By taking advantage of AGM and making use of summations that take the difference of bn^2 and an^2 it would seem this function would be rapidly convergent however it is only good for a countable number of values of gamma without the introduction of some rather profound mathematical gymnastics.

Overall the scope of his algorithm may be limited but for the values it can calculate the decimal approximation for accuracy appears to be astounding and grows radically with each step although calculations still need to be run in order to verify this claim and to see to what degree and to how many terms this holds true.

The algorithm for this purpose can be simplified by removing the constants leaving us with,

$\frac{1}{\sum_{n=0}^{\infty} (an)^2-(bn)^2}-\left({\sum_{n=0}^{\infty} (an)^2-(bn)^2}\right)^\frac{1}{2}$

(My apologies for the badly written Latex, I will work on improving it)

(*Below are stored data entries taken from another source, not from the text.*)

Issue #5734, opened 2026-07-23
In confirmation token flow, UPE payment type is not set when checking level 3 data


daledupreez:
### Description

https://github.com/woocommerce/woocommerce-gateway-stripe/pull/5681 added checks to prevent Level 3 data being sent for non-card purchases. However, there is one code path where that doesn't work as expected: when we're handling the confirmation-token flow, the UPE payment type has not yet been persisted, so we don't prevent level 3 data from being included.

The specific path is via `WC_Stripe_UPE_Payment_Gateway->process_payment_with_confirmation_token()` , where the code can call either `create_and_confirm_payment_intent()` or `update_and_confirm_payment_intent()`. For the `create*` path, we call `request_with_level3_data()` before writing the payment method meta. For the `update*` path, we don't write the payment method meta.

_This finding was AI-generated._

### Steps to reproduce

I didn't reproduce this yet, but it should be reproducible by paying using Amazon Pay or Link via Express Checkout.

### Expected behavior

We should ensure that we don't send Level3 data for non-card payment methods.

PR #5858, opened 2026-08-26
Stop caching Level 3 rejections caused by non-card requests

jaclync:
Follow-up to #5826 (see "Follow-up hardening" in its description). Scope was narrowed after review — see the review threads for the descoping rationale.

One rejected non-card Level 3 request can disable Level 3 account-wide for 3 months (the `wc_stripe_level3_not_allowed` transient), silently dropping Level 3 data for legitimate card payments — that's how #5734 manifested. This PR scopes that caching without changing when Level 3 is *sent*:

- **Don't cache rejections caused by the request itself.** When the rejected request declares only non–Level 3 payment method types (e.g. `['sepa_debit']`, `['amazon_pay']`), the rejection reflects that one request, not the account's Level 3 gating, so the transient is no longer set. The payment still succeeds via the existing retry without Level 3. Rejections with card-family types, or with no declared types at all, cache for 3 months exactly as before — zero change for any healthy flow.
- **Persist the selected payment type earlier** in `process_payment_with_confirmation_token()`, mirroring the payment-method flow, so parallel readers (e.g. webhooks fired by the confirmation) see it in the database.

Earlier revisions also made the send-decision prefer the request's `payment_method_types` over the order meta; that was reverted per review to avoid behavior changes (Level 3 is sent exactly as on `develop`).

**BC impact:** no public signatures, hooks, or option keys change; the new helpers are private. The only behavior delta is the narrower rejection caching described above. Known limitation: a flow that neither writes the order meta nor declares request types could still cache an ambiguous rejection the old way.

## Testing instructions

The rejection path requires a Stripe account that is *not* gated for Level 3, so it's covered by PHPUnit rather than manual steps: a 7-row rejection matrix in `tests/phpunit/class-wc-stripe-api-test.php` (card/mixed/absent types cache; non-card-only types don't; malformed type lists count as absent) plus an early-persistence test in the UPE gateway tests.

Manual regression on a US store in test mode:

1. A card payment succeeds and its `payment_intents` request still carries `level3` (Level 3–gated accounts).
2. An Amazon Pay express payment succeeds, its request carries no `level3`, and no `_transient_wc_stripe_level3_not_allowed` row appears in `wp_options`.

---

### Changelog entry

<details>

#### Comment

</details>

**Post merge**


includes/class-wc-stripe-api.php
```diff
@@ -550,6 +554,69 @@ public static function request_with_level3_data( $request, $api, $level3_data, $
...
+	 * @return string[] The declared payment method types, or an empty array when the request
+	 *                  carries none (e.g. capture or confirm calls).
+	 */
+	private static function get_request_payment_method_types( $request ) {
+		if ( isset( $request['payment_method_types'] ) && is_array( $request['payment_method_types'] ) ) {
+			return $request['payment_method_types'];
+		}
+
+		return [];
+	}
```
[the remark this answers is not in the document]
jaclync: Good catch, the request array passes through public filters before the gate reads it, so the entries are untrusted. Fixed in 290262263.

includes/class-wc-stripe-api.php
```diff
@@ -522,9 +522,13 @@ public static function request_with_level3_data( $request, $api, $level3_data, $
 		);
 
 		if ( $is_level3_param_not_allowed ) {
-			// Set a transient so that future requests do not add level 3 data.
-			// Transient is set to expire in 3 months, can be manually removed if needed.
-			set_transient( 'wc_stripe_level3_not_allowed', true, 3 * MONTH_IN_SECONDS );
+			// Only cache the rejection for payments known to support level3: for an unknown
+			// payment type it's ambiguous and would disable level3 account-wide.
+			if ( self::is_payment_known_to_support_level3_data( $request, $order ) ) {
```
wjrosa, line 527: The gate and the cache resolve the unknown case in opposite directions: when the request has no `payment_method_types` and the order has no payment-type meta, the gate still attaches Level 3 (the empty-meta default is true), but the rejection isn't cached because the type is "unknown". So flows like legacy `confirm_intent` and the order-handler captures re-send Level 3 and get rejected on every payment, where pre-PR the first rejection cached for 3 months.

Maybe cache ambiguous rejections with a short TTL, or read the type from the rejected intent's response?

includes/class-wc-stripe-api.php
```diff
@@ -550,6 +554,76 @@ public static function request_with_level3_data( $request, $api, $level3_data, $
...
+	private static function payment_supports_level3_data( $request, $order ) {
+		$payment_method_types = self::get_request_payment_method_types( $request );
+
+		if ( [] !== $payment_method_types ) {
+			// A supported type among the candidates is enough (e.g. [card, link]): Stripe
+			// only rejects level3 when no type on the intent supports it.
+			return [] !== array_intersect( $payment_method_types, WC_Stripe_Payment_Methods::LEVEL3_SUPPORTED_PAYMENT_METHODS );
+		}
+
+		return WC_Stripe_Helper::order_supports_level3_data( $order );
```
wjrosa, line 577: This fallback doesn't hold on Optimized Checkout + PMC, the scenario the changelog targets: under PMC the intent controller strips `payment_method_types`, and the OC confirmation-token flow always writes `card` meta (the consolidated form value; the OCS override only replaces it when a payment method id is present). So a shopper picking Klarna/Affirm inside the OC element still attaches Level 3 via the wrong `card` meta, and a rejection still sets the 3-month account-wide transient. The meta behavior is pre-existing, but it's a hole in this PR's stated fix, and the new gateway test pins `oc_enabled = false`, so the OC path is untested. Worth either handling or scoping the claim.

includes/class-wc-stripe-api.php
```diff
@@ -550,6 +554,76 @@ public static function request_with_level3_data( $request, $api, $level3_data, $
...
+	 *
+	 * @return bool Whether Level 3 data applies to the payment.
+	 */
+	private static function payment_supports_level3_data( $request, $order ) {
+		$payment_method_types = self::get_request_payment_method_types( $request );
+
+		if ( [] !== $payment_method_types ) {
+			// A supported type among the candidates is enough (e.g. [card, link]): Stripe
+			// only rejects level3 when no type on the intent supports it.
+			return [] !== array_intersect( $payment_method_types, WC_Stripe_Payment_Methods::LEVEL3_SUPPORTED_PAYMENT_METHODS );
```
wjrosa, line 574: Behavior change worth confirming: off-session renewals with a saved Link payment method send `payment_method_types: ['link']` (from the source object's type), and renewal orders don't carry the payment-type meta, so these card-rails charges now lose Level 3 where they previously sent it. If Stripe rejects L3 on link-typed intents this is a fix; otherwise `link` may belong in `LEVEL3_SUPPORTED_PAYMENT_METHODS`. Either way, worth stating in the PR description.

includes/class-wc-stripe-api.php
```diff
@@ -550,6 +554,76 @@ public static function request_with_level3_data( $request, $api, $level3_data, $
...
+	 *
+	 * Prefers the payment_method_types the request itself declares; the order meta is the
+	 * fallback for requests that carry no payment method info (e.g. capture-time calls).
+	 *
+	 * @param array    $request The request parameters.
+	 * @param WC_Order $order   The order associated with the payment.
+	 *
+	 * @return bool Whether Level 3 data applies to the payment.
+	 */
+	private static function payment_supports_level3_data( $request, $order ) {
```
wjrosa, line 568: This gate can now pass without ever touching `$order` (request types alone), which newly exposes the `invalid_request_error` logging branch to a non-`WC_Order` `$order`: that branch matches every error of that type and dereferences `$order->get_items()`. Internal callers are guarded, but `request_with_level3_data()` is public static API, so a third-party caller passing card types with a false order (previously safe, since the old gate returned false for it) now fatals there. An `instanceof` guard in the logging branch would close it.

includes/class-wc-stripe-api.php
jaclync: Good catch, I decided to reduce the scope in ec415596f. Rejections with no declared types now cache for 3 months exactly as on develop, so there's no per-payment retry regression for legacy flows. The only remaining change is that a rejection whose request declared **exclusively non-card types** skips the cache, since it reflects that one request rather than the account’s Level 3 gating.

includes/class-wc-stripe-api.php
jaclync: Thanks for pointing out some scenarios I didn't think of. I decided to revert most of the behavior changes here in https://github.com/woocommerce/woocommerce-gateway-stripe/pull/5858/changes/ec415596f3b917f5028a8ec663afa88028573ced, keeping just one behavior change to skip setting the transient when the request's `payment_method_types` do not support level 3 data.

Please feel free to point out any new issues from the latest implementation, I'm also happy to drop this change.

includes/class-wc-stripe-api.php
jaclync: The diffs were reverted from https://github.com/woocommerce/woocommerce-gateway-stripe/pull/5858#discussion_r3977646869 to minimize the behavior changes without clear benefits.

includes/class-wc-stripe-api.php
jaclync: Also deleted, related to https://github.com/woocommerce/woocommerce-gateway-stripe/pull/5858#discussion_r3977646869.

jaclync:
Thanks for the review! I reverted and scoped down the changes to reduce the risk of regressions, since the request and order's payment methods data have lots of edge cases. Ready for another pass!

wjrosa (approved):
Looks good to me and works as intended! 👍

From here the next step is to build a function that shows the rate of convergency for each additional calculated step for the approximation of Borwein's algorithm and that should wrap this portion up (not asking for help, just outlining steps). One method would be to use MatLab but pen and paper are more enjoyable so will likely prevail.

Are there any other links to fast converging series for either the gamma or reciprocal gamma function preferably with full functionality for the variable? Recursive identities are welcome as are exceptions for extremely rapidly converging algorithms such as Borwein's.

Thank you all for the helpful comments and suggestions. If you see any errors please point them out immediately!